MATERIAL FOR THIS EXERCISE Start Marker
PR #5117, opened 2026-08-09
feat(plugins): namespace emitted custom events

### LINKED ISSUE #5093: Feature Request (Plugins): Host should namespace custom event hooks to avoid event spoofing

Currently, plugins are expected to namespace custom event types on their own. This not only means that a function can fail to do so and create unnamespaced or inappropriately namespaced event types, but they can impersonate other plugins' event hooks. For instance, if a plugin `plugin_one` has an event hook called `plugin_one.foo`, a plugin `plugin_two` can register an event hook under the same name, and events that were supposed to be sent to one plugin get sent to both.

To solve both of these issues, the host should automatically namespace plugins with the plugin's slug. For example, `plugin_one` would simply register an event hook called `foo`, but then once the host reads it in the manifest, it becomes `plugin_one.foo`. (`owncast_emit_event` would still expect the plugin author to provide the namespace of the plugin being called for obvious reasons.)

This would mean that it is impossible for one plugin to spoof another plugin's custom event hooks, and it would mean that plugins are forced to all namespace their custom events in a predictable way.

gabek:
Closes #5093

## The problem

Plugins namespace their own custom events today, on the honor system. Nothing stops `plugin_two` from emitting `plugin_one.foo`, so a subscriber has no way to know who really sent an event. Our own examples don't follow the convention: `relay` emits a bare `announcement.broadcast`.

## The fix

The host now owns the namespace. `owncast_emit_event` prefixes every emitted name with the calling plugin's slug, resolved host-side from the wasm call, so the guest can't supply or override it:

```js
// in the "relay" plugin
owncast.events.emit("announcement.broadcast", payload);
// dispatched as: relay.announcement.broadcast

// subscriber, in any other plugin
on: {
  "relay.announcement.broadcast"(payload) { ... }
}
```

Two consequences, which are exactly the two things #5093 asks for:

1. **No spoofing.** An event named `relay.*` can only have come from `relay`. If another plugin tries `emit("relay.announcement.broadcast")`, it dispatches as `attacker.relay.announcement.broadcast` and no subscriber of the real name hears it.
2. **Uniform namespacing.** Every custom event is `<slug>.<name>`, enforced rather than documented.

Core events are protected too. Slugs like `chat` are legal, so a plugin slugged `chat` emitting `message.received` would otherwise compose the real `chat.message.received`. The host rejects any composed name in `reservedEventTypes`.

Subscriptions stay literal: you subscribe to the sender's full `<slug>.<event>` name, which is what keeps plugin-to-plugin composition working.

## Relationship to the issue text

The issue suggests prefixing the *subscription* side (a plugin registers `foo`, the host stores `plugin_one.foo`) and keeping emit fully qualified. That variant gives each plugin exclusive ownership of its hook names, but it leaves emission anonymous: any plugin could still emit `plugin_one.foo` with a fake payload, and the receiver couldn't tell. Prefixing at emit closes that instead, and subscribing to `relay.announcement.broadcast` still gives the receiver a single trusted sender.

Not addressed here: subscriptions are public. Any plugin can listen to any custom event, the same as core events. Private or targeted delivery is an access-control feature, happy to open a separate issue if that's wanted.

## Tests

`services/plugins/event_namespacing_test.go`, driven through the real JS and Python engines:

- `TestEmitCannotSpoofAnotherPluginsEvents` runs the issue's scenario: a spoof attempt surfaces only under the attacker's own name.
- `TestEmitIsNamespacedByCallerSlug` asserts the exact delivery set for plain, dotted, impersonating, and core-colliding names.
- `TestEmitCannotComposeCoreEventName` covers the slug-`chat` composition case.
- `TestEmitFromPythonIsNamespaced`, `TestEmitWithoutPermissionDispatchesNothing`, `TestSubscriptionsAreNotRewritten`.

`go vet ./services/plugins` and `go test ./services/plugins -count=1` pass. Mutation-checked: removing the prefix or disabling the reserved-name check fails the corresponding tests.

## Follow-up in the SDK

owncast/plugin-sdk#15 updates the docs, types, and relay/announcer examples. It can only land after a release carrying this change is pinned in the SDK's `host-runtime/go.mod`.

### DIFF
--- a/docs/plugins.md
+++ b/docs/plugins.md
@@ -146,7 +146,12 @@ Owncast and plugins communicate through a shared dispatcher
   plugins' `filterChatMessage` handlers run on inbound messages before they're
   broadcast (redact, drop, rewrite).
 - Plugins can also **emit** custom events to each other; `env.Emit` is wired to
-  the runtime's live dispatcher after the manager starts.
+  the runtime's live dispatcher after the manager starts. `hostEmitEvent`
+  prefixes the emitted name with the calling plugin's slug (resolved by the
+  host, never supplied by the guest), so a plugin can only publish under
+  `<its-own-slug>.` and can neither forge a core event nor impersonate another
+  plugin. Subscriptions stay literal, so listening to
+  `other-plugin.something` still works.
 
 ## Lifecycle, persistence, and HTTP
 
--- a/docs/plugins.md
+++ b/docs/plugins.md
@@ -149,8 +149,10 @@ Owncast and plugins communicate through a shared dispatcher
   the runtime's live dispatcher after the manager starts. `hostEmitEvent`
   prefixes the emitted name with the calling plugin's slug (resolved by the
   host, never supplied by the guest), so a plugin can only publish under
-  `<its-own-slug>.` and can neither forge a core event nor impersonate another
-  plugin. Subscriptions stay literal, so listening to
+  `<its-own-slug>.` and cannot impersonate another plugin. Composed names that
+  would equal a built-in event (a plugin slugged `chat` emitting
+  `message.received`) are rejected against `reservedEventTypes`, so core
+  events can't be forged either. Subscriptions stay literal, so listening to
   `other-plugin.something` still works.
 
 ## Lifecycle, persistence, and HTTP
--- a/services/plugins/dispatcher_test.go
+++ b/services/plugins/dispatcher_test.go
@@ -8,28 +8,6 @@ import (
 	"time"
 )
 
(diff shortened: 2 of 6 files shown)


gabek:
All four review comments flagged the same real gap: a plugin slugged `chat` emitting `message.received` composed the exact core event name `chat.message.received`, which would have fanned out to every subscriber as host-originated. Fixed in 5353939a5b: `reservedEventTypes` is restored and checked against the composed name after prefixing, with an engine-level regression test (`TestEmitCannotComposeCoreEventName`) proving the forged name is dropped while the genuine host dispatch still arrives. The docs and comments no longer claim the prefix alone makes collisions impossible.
MATERIAL FOR THIS EXERCISE End Marker
WHAT YOU HAVE TO DO: Retype the records above from the very first line down to the line with "To solve both", keeping both of those lines. Include nothing beyond them.

FINAL ANSWER:
PR #5117, opened 2026-08-09
feat(plugins): namespace emitted custom events

### LINKED ISSUE #5093: Feature Request (Plugins): Host should namespace custom event hooks to avoid event spoofing

Currently, plugins are expected to namespace custom event types on their own. This not only means that a function can fail to do so and create unnamespaced or inappropriately namespaced event types, but they can impersonate other plugins' event hooks. For instance, if a plugin `plugin_one` has an event hook called `plugin_one.foo`, a plugin `plugin_two` can register an event hook under the same name, and events that were supposed to be sent to one plugin get sent to both.

To solve both of these issues, the host should automatically namespace plugins with the plugin's slug. For example, `plugin_one` would simply register an event hook called `foo`, but then once the host reads it in the manifest, it becomes `plugin_one.foo`. (`owncast_emit_event` would still expect the plugin author to provide the namespace of the plugin being called for obvious reasons.)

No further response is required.